Today is 5th Jan 2008. I'm late for posting my 2008 resolutions. Guess I've been procrastinating. But today I attended a course conducted by Martin Tang, CEO of CCI. The course namely is MMOW, mirror mirror on the wall. Anyway this is not the fairytale mirror mirror on the wall thing. This is logical.

Looking at the mirror and you see yourself standing in there. The many years of growing up and growing old. What you see is just physical. What the course is about is to "see" our inner self.

Our inner self can refer to attitude and character. In order to achieve anything, we must first have a positive mindset. A positive mindset can be referred to having a positive attitude. A positive character will come about with a positive attitude. So as you can see it's a cycle in this we do. If there's no positive mindset to certain things you do in life, a negative attitude and character will come about. Like our dear Martin kept mentioning about the cause and effect. A bad cause will lead to a bad effect. A good cause will lead to a good effect.

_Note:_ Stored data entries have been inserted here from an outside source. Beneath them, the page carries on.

Issue #752, opened 2016-10-19
UDP processing may be slowed by select, we should call selector.wakeup when udp events come in


cmebarrow:
PR https://github.com/kaazing/gateway/pull/746 made a change to have us always do selector.select(10) in the NioWorker run method (actually, AbstractNioSelector.run). This will cause us to block for 10ms if there are no TCP events coming in, even if UDP events are coming in. Before the change we were using selectorNow (no delay) but introducing delay using idleStrategy.idle(workCount); if no events were processed. That had the unfortunate effect of adding a fixed 10ms delay after a certain number of run() loop iterations did no work, which caused a performance regression for TCP (QA-Roadmap#191). However, the selector.select(10) approach  will now  immediately block for 10ms for UDP case where there are UDP events coming in but there are no TCP events. In circumstances where UDP packets are coming in very closely spaced in time but not touching this may result in adding an extra 10 ms of latency compared with the prior use of idleStrategy.

The best way to fix this is probably to arrange for incoming UDP events (from the boss thread) to wake up the selector of the target NioWorker thread. That way we will manage to immediately process both TCP and UDP events. Calling selector.wakeup for every UDP packet may slow things up, so we will need to use the same AtomicBoolean guard as used in AbstractNioSelector.registerTask to reduce the cost to wakeup, and benchmark this approach to make sure it actually does result in an improvement, or at least no regressions. But it's worth pointing out we already do call selector.wakeup very frequently since it is potentially called whenever a task is added to a worker's task queue (see AbstractNioSelector.registerTask).

If it turns out selector.wakeup is adding too much overhead, the alternative is to use an IdleStrategy implementation which calls selector.select in order to idle instead of parkNanos.

cmebarrow:
This was fixed by PR https://github.com/kaazing/gateway/pull/759

PR #759, opened 2016-10-21
mina.netty: use selector.wakeup to speed up UDP event processing

cmebarrow:
This PR is for issue #752.
Added code to wakeup the selector in AbstractNioWorker.messageReceived so we process UDP events immediately. Undid the code changes to return workCount from the various process methods, and restored the logic to use quickSelect if processTasks(deadline) finds there are still tasks waiting to complete.


cmebarrow:
Closing because accidentally created to merge into develop instead of release/5.3.1

PR #760, opened 2016-10-21
5.3.1 nioworker perf fix selector wakeup

cmebarrow:
This PR is for issue #752.
Added code to wakeup the selector in AbstractNioWorker.messageReceived so we process UDP events immediately. Undid the code changes to return workCount from the various process methods, and restored the logic to use quickSelect if processTasks(deadline) finds there are still tasks waiting to complete.

@jitsni Please review and merge this PR after merging #752 since it includes those changes.


mina.netty/src/main/java/org/jboss/netty/channel/socket/nio/NioClientBoss.java
```diff
@@ -90,15 +90,13 @@ protected Runnable createRegisterTask(Channel channel, ChannelFuture future) {
     }
 
     @Override
-    protected int process(Selector selector) {
+    protected void process(Selector selector) {
```
jitsni: May be we can removed this class so netty's class is picked up

PR #761, opened 2016-10-25
Fixing udp server boss thread names

jitsni:


mina.netty/src/main/java/org/jboss/netty/channel/socket/nio/NioServerDatagramBoss.java
```diff
@@ -55,7 +57,7 @@
  * A class responsible for registering channels with {@link Selector}.
  * It also implements the {@link Selector} loop.
  */
-public class NioServerDatagramBoss extends AbstractNioWorker implements Boss {
+public class NioServerDatagramBoss extends AbstractNioWorker /* AbstractNioSelector */ implements Boss {
```
cmebarrow: What's the purpose of the comment /* AbstractNioSelector */ ? Might be better to remove it

jitsni: We want to extend AbstractNioSelector instead of AbstractNioWorker. But that will be done some time in future.

PR #762, opened 2016-10-25
Configuring mina.netty logging factory

jitsni:
Configuring mina.netty logging factory so that it can be controlled by log4j config file


server/src/main/java/org/kaazing/gateway/server/GatewayCommandLineProcessor.java
```diff
@@ -97,6 +99,9 @@ private void launchGateway(String[] args, Properties properties) {
         final Gateway gateway = GatewayFactory.createGateway();
         gateway.setProperties(properties);
 
+        // Configure mina.netty/netty logging so that we can control logging using log4j-config.xml
+        InternalLoggerFactory.setDefaultFactory(new Slf4JLoggerFactory());
```
jitsni: May be just copy InternalLoggerFactory to mina.netty and change the default from JDK one to sl4j. That may be better since we don't have to change in Gateway.

cmebarrow: Yes, I think that would be better

jitsni:
Updated the PR by copying netty class into mina.netty

dpwspoon:
This looks good to me!

jitsni:
Updated README.txt and added a comment in the code

cmebarrow:
@jitsni Looks good. The built hung somewhere in http transport tests, restarted. When it's green I'll merge.

PR #764, opened 2016-10-26
Added support for configuring multiple http realms

dpwspoon:


server/src/main/java/org/kaazing/gateway/server/context/resolve/DefaultServiceContext.java
```diff
@@ -680,83 +686,87 @@ private void injectServiceOptions(String transportURI, Map<String, Object> optio
...
-                            throw new IllegalArgumentException(
-                                    tcpRealmOptionName + " needs to be the same as the configured realm");
-                        }
-                        options.put(format(optionPattern, "loginContextFactory"), serviceRealmContext.getLoginContextFactory());
-                    }
-                }
+        final String httpRealmOptions = (String) options.remove("http.realm");
+
+//        TODO DPW
+//        if (serviceRealmContext == null &&
```
dpwspoon: This is a check we had, but there is no matching tests.  I think I will remove it

transport/wsn/src/test/java/org/kaazing/gateway/transport/wsn/auth/EchoServiceAuthorizationIT2.java
```diff
@@ -0,0 +1,117 @@
...
+                    .done();
+            // @formatter:on
+            init(configuration);
+        }
+    };
+
+    @Rule
+    public TestRule chain = createRuleChain(gateway, robot);
+
+    @Specification("basic.2factor.authorized.access.with.valid.credentials")
```
jitsni: Do you want to add a test case for the following scenario :
first realm valid credentials, second realm *invalid* credentials

dpwspoon: That and other cases are already tested [here](https://github.com/kaazing/gateway/tree/develop/transport/http/src/test/java/org/kaazing/gateway/transport/http/multi/auth).  The reason I added this test was for end to end configuration, i.e. showing that it was possible to configure from the gateway configuration and have it show up on the resource address correctly.  I wasn't aware / am not aware of other tests that do this in a more precise manner...

dpwspoon:
Closing in favor of https://github.com/kaazing/gateway/pull/765

PR #771, opened 2016-11-01
(transport/nio) Build NIO transport test jar so other projects can make use of testware…

cmebarrow:
...like TcpConnectorRule.

### DIFF
--- a/transport/nio/pom.xml
+++ b/transport/nio/pom.xml
@@ -117,6 +117,27 @@
             </plugin>
             <plugin>
                 <groupId>org.apache.maven.plugins</groupId>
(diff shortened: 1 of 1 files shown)


jitsni:
@cmebarrow where do you plan to use this dependency ? Then changing something (for e.g. TcpConnectorRule) in this artifact may break the component that uses this dependency.

cmebarrow:
@jitsni In enterprise.gateway, in two of the ITs for the jms service.

cmebarrow:
Closing to avoid Jitu's objection (introducing a test dependency on the way and forcing publishing of a test jar from gateway). Will duplicate TcpConnectorRule class instead.

PR #772, opened 2016-11-02
Udp benchmarks

jitsni:


transport/nio/src/test/java/org/kaazing/gateway/transport/udp/UdpConnectorBM.java
```diff
@@ -0,0 +1,344 @@
...
+        IoBufferAllocatorEx<?> allocator = session.getBufferAllocator();
+        CountDownLatch latch = new CountDownLatch(1);
+        state.handler.setLatch(latch);
+        session.write(allocator.wrap(data));
+        latch.await(1, TimeUnit.SECONDS);
+
+        clientSent.incrementAndGet();
+    }
+
+    // Synchronous client using DatagramSocket client
```
cmebarrow: So this is pure udp with no Kaazing? How does it compare to our UDP connector?

transport/nio/pom.xml
```diff
@@ -123,6 +133,34 @@
                 <groupId>org.apache.maven.plugins</groupId>
                 <artifactId>maven-checkstyle-plugin</artifactId>
             </plugin>
+<!-- Enable to build benchmarks.jar after there is new version of plugin
```
cmebarrow: What's the plan for getting this to work? Would be worth adding more comment to explain, and say how it can be run now if folks want to run it (maybe QA).

transport/nio/src/test/java/org/kaazing/gateway/transport/udp/UdpConnectorBM.java
jitsni: I added a benchmark by running udp connector synchronously (after every sent message it waits for the echoed message before continuing further). IIRC, no kaazing client works slightly better.

transport/nio/pom.xml
jitsni: @jfallows will create a PR against maven plugins. Until then, just run in the IDE.

PR #774, opened 2016-11-03
Ticket#434 fix frame masking check

danibusu:


danibusu:
Closing in order to fix ignored test.

PR #327, opened 2024-12-16
WIP: Migrate Job DataSource & Resource

chasewalden:


chasewalden:
@b-per Agreed. This is going to be given extra attention. Trying to do this incrementally. First was migrating the schemas and ensuring the docs aren't (too) different. There are some plan modifiers that need to be written for some of the custom logic (i.e. some mutually exclusive attributes, recreate on certain trigger behavior, etc). Datasource will be next followed by the Resource CRUD methods. I'll drop in extra unit/acc tests where I can.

Basically he shared his knowledge to us on how to manage time effectively. With that he (personally I feel) helped me did my goal setting. Now that I have my goals for 2008, I'm more directed in what I want to achieve by end of this year. Hereby I shall list them down on my blog:
1. Save up $1000.
2. Run 2.4km in less than 9min 30secs.
3. Complete my first marathon run.
4. Complete 21km in less than 2hours.
5. Achieve GPA of 3 and above.
6. Have a simple meal once every month with Dad, Mum and Bro all present.